Looks like it. This morning we're collecting:
40490,Powells Creek AQM,2018-05-01 23:05:53,2018-05-01 13:00:00
40484,Powells Creek AQM,2018-05-01 22:55:56,2018-05-01 12:50:00
40478,Powells Creek AQM,2018-05-01 22:45:25,2018-05-01 12:40:00
40472,Powells Creek AQM,2018-05-01 22:35:37,2018-05-01 12:30:00
40466,Powells Creek AQM,2018-05-01 22:25:29,2018-05-01 12:20:00
40460,Powells Creek AQM,2018-05-01 22:15:46,2018-05-01 12:10:00
40454,Powells Creek AQM,2018-05-01 22:05:30,2018-05-01 12:00:00
40448,Powells Creek AQM,2018-05-01 21:55:29,2018-05-01 11:50:00
40442,Powells Creek AQM,2018-05-01 21:45:55,2018-05-01 11:40:00
40436,Powells Creek AQM,2018-05-01 21:35:26,2018-05-01 11:30:00
40430,Powells Creek AQM,2018-05-01 21:25:38,2018-05-01 11:20:00
40424,Powells Creek AQM,2018-05-01 21:15:33,2018-05-01 11:10:00
40418,Powells Creek AQM,2018-05-01 21:05:54,2018-05-01 11:00:00
40412,Powells Creek AQM,2018-05-01 20:55:36,2018-05-01 10:50:00
40406,Powells Creek AQM,2018-05-01 20:45:45,2018-05-01 10:40:00
40400,Powells Creek AQM,2018-05-01 20:35:27,2018-05-01 10:30:00
40394,Powells Creek AQM,2018-05-01 20:25:41,2018-05-01 10:20:00
40388,Powells Creek AQM,2018-05-01 20:15:51,2018-05-01 10:10:00
40382,Powells Creek AQM,2018-05-01 20:05:43,2018-05-01 10:00:00
I've been thinking about this lately and I've got a proposal to deal with both the problems this issue describes. I'm not certain they're the right way to go so this is here for discussion at first.

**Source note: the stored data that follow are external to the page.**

PR #6760, opened 2026-04-04
Add a comment explaining dock title bar visibility

jordanbrown0:
As suggested in comments on #6759 .


jordanbrown0:
Botched PR.  Withdrawing for another try.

An option for duplicate readings would be to not save them, i.e. do something like Rails' #find_or_create_by
on all of the measurement and last_reading_recorded_at values. It's not really useful for us to keep recording the same reading over and over, is it?

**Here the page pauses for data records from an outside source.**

Issue #6763, opened 2026-04-05
Ubuntu 24:  Undocked windows won't re-dock


jordanbrown0:
[ Note: I use Linux only in a VM, only on a local build, and only for testing. It would be good if somebody else could verify these results. ]
**Describe the bug**
If you have an undocked window (the editor, say), it won't re-dock if you drag it to an edge.

**To Reproduce**
1. Get an undocked window.  (Enable undocking, undock, encounter #6762, quit, restart.  Maybe re-enable Window/Editor since there seems to be a problem where it sometimes gets disabled.)
2. Drag it to the side of the main window, which should cause it to offer to dock.
3. Observe that it doesn't.

**Expected behavior**
Should be able to re-dock.

**Environment and Version info (please complete the following information):**
 - OS: Ubuntu 24
 - System: VirtualBox on Windows on Intel PC
 - OpenSCAD Version: Local build as of 2026-04-04.

**Additional context**
Probably not directly related to #6762, because the window doesn't seem to have the 0x400 bit set.

Issue #6762, opened 2026-04-05
Ubuntu 24:  undocking window leaves it with no title bar, locked in place


jordanbrown0:
[ Note:  I use Linux only in a VM, only on a local build, and only for testing.  It would be good if somebody else could verify these results. ]

**Describe the bug**
If undocking is enabled, and you attempt to undock a window, it ends up with no window system decorations and so cannot be manipulated.

**To Reproduce**
1. Set "Enable undocking of helper widgets to separate windows".
2. Grab some window by the title bar and drag it away from an edge.
3. Observe that it becomes locked in place with no window system decorations.

**Expected behavior**
Should turn into a more-or-less normal window.

**Screenshots**

<img width="677" height="559" alt="Image" src="https://github.com/user-attachments/assets/b5efcc44-0caf-4aa2-aa34-3da1e682b804" />

**Environment and Version info (please complete the following information):**
 - OS: Ubuntu 24 (unknown window manager)
 - System: VirtualBox on Intel PC running Windows
 - OpenSCAD Version: Local build as of 2026-04-04.

**Additional context**
The problem is likely tied to the fact that Qt appears to set the 0x400 bit, `Qt::BypassWindowManagerHint`, in the window flags.  It looks like it's doing this in qtbase/src/widgets/widgets/qdockwidget.cpp, in QDockWidgetPrivate::setWindowState, and it seems to be somehow tied to drag-and-drop.

Recovery:
* If you haven't dropped the window yet, you can still re-dock it. 
* You can go to Preferences/Advanced and turn off undocking; that will re-dock it.
* Restarting the program, so that the window starts out undocked, will give it normal decorations.

kintel:
I can reproduce on Linux, but it works as intended on macOS..

jordanbrown0:
A workaround for the Qt behavior is to have Dock::onTopLevelStatusChanged clear the BypassWindowManagerHint bit.

jordanbrown0:
See also #1951, but that seems to be a separate issue.

PR #6734, opened 2026-03-20
Fix editor keyboard shortcuts broken when editor is undocked (#6667)

banerjeesayantan:
## Problem
Fixes #6667

When the editor dock is undocked (floating), keyboard shortcuts 
like Ctrl+D (comment), Ctrl+F (find), Ctrl+I (indent) stop working.

Root cause: QActions use Qt::WindowShortcut context by default,
so they only fire when MainWindow has focus. When editor floats
as a separate window, those bindings are lost.

## Fix
In setupEditor() in src/gui/MainWindow.cc:
- Changed shortcut context to Qt::WidgetWithChildrenShortcut
- Registered all editor-scoped actions on editorDock

Shortcuts now fire whenever the editor dock or any child widget
has focus — whether docked or floating.

## Actions Fixed
- Ctrl+D / Ctrl+Shift+D — comment / uncomment
- Ctrl+F / Ctrl+Alt+F   — find / find & replace
- Ctrl+G / Ctrl+Shift+G — find next / previous
- Ctrl+I / Ctrl+Shift+I — indent / unindent
- Ctrl+F2 / F2 / Shift+F2 — bookmarks
- Ctrl+Alt+E — jump to next error

## Files Changed
- src/gui/MainWindow.cc only

PR #6764, opened 2026-04-05
Do *not* set the window type to Qt::Window.  Fixes #6667 (shortcuts don't work in undocked windows)

### LINKED ISSUE #6667: Many (but not all) editor keyboard shortcuts don't work when undocked
**Describe the bug**
Many keyboard shortcuts (notably Ctrl+D comment-out-line and Ctrl+F find) do not work when the editor windows is undocked.  (The events appear to be bound to the main window, not the editor pane/window.)

**To Reproduce**
1. Start with docked editor window.
2. Type something.  (Don't press Enter.)
3. Ctrl+D
4. Note that what you typed is commented out.
5. Ctrl+Shift+D
6. Note that what you typed is de-commented.
7. Ctrl+F
8. Note that Find popup pops at top of editor.
9. Esc
10. Undock editor into free-floating window.  (Check Edit/Preferences/Advanced/ Enable docking and Enable undocking, if necessary.)
11. Get focus into the editor window, and the cursor back on your test line.
12. Ctrl+D
13. Observe nothing happens.
14. Ctrl+F
15. Observe nothing happens.
16. Click on the main (3D view) window to give it the focus.
17. Ctrl+D
18. Observe that test line gets commented out.
19. Ctrl+F
20. Observe that the Find popup pops.

Also observe that, when docked, these keystrokes all work when, say, the Console pane has focus - and shouldn't.

**Expected behavior**
Behavior when undocked should be the same as behavior when docked, and these keystrokes should only be active when the editor pane/window has focus.

**Environment and Version info:**
- OS: Windows 11
- System: Intel PC 64-bit
- OpenSCAD Version; 2026.02.13

jordanbrown0:
(But means that undocked windows can't be under the main window.)

I don't see a combination of window flags that would obviously both treat the window as a secondary window (so it inherits shortcuts?) and allows it to be underneath the parent window.  But maybe I'm just not seeing something.

### DIFF
--- a/src/gui/Dock.cc
+++ b/src/gui/Dock.cc
@@ -79,15 +79,16 @@ void Dock::setNameSuffix(const QString& namesuffix_)
 
 void Dock::onTopLevelStatusChanged(bool isTopLevel)
 {
+  // CAUTION:  A previous incarnation of this set the window type of an undocked window to Qt::Window
+  // (rather than its default Qt::Tool) in an attempt to enable undocked windows to float behind the
+  // main window.  That didn't work (or at least not on all platforms), and caused #6667, breaking
+  // shortcuts when undocked.  See #6765 for more discussion.
+
   // update the title of the window so it contains the title suffix (in general filename)
-  // also update the flags and visibility to provide interactive feedback on the user action
-  // while it is moving the dock in topLevel=true state. The purpose of such setting
-  // on Qt::Window flag is to allow the dock to be floating behind the main window,
-  // something which isn't supported for regular QDockWidgets.
-  Qt::WindowFlags flags = (windowFlags() & ~Qt::WindowType_Mask) | Qt::Window;
+  // also update the visibility to provide interactive feedback on the user action
+  // while it is moving the dock in topLevel=true state.
   if (isTopLevel) {
-    setWindowFlags(flags);
-    // show() rmits an innocuous "Already setting window visible!" warning on macOS
+    // show() emits an innocuous "Already setting window visible!" warning on macOS
     ScopedMessageSilencer silencer;
     show();
   }


jordanbrown0:
I don't know that this is the truly right answer, but it looks like it restores old behavior and addresses the regression.

It's entirely debatable whether it's appropriate to leave in the old comments and lines.  Opinions?

kintel:
We do have another bug related to this; restoring window state of undocked windows. If we reparent then, this behavior may need changing too. I'll take a look

jordanbrown0:
> Actually the old claimed fix does not even work for me, the current state here is that I can undock the windows, but can't interact with them afterwards using the window decorations. And the main window is still always behind them.

That looks like #6762, which happens for me whether or not I have this fix in place.  I don't even *have* window decorations on them.

kintel:
One regression: If you dock an undocked window on top of an existing docked window, it seems to just replace it. In master, it will create a tabbed dock, like this (Animate | Console):

Screenshot 2026-04-05 at 12 17 44

kintel:
In terms of top-level window: I do remember some talk a long time ago about the possibility of allowing main window in front of docked windows, but I don't remember the use-case.

jordanbrown0:
> And the main window is still always behind them.

On Windows, with the current snapshot build, an undocked editor will not go behind the main window, so the original asserted fix doesn't seem to work (at at least not in all contexts).

The fix proposed in #6734 might well be appropriate, but I don't understand Qt actions well enough to be sure.  But if the window flag doesn't address the stacking issue, there doesn't seem to be any need for more moving parts.

Let's go ahead with this one and if somebody looks into the stacking order then they can look again at #6734.  I've filed #6765 for that discussion.

jordanbrown0:
@kintel: with respect to docking on top of an existing docked pane and creating a tabbed pane, I'm not sure what regression you're referring to.  On Windows that seems to work with and without this fix.  On Linux, redocking appears to be totally broken, see #6763.  I can't test macOS.

kintel:
Yeah, hard to fix stuff without introducing per-platform issues.
Let's just fix one thing at a time, then eventually write up a doc on how to test all the features in a structured way and do that on each platform.

kintel:
Btw., I'm working on the save/restore state bug, that's likely a separate issue, looks like a race condition related to window teardown on quit

jordanbrown0:
@kintel but are you saying that the tabbed-dock behavior works on macOS without this fix, but no longer works with this fix?

kintel:
> @kintel but are you saying that the tabbed-dock behavior works on macOS without this fix, but no longer works with this fix?

Yes, but I'm not really in a position to debug it right now, so I say take note and figure it out once things behave better in general.

kintel:
When building master it works again - so I guess false alarm :)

For missing readings we could increase the scraping frequency to every 5 minutes. This should mean we'll never miss a reading but would require some handing of duplicates (such as the proposal above). This is even more feasible now that we're scraping JSON files instead of using PhantomJS as the scraper is now almost 10 times quicker (less than 2 seconds versus about 12 seconds before).
In answering #24 I noticed that each hour has a duplicate scraped reading on the hour and is missing the reading at 50 minutes past the hour.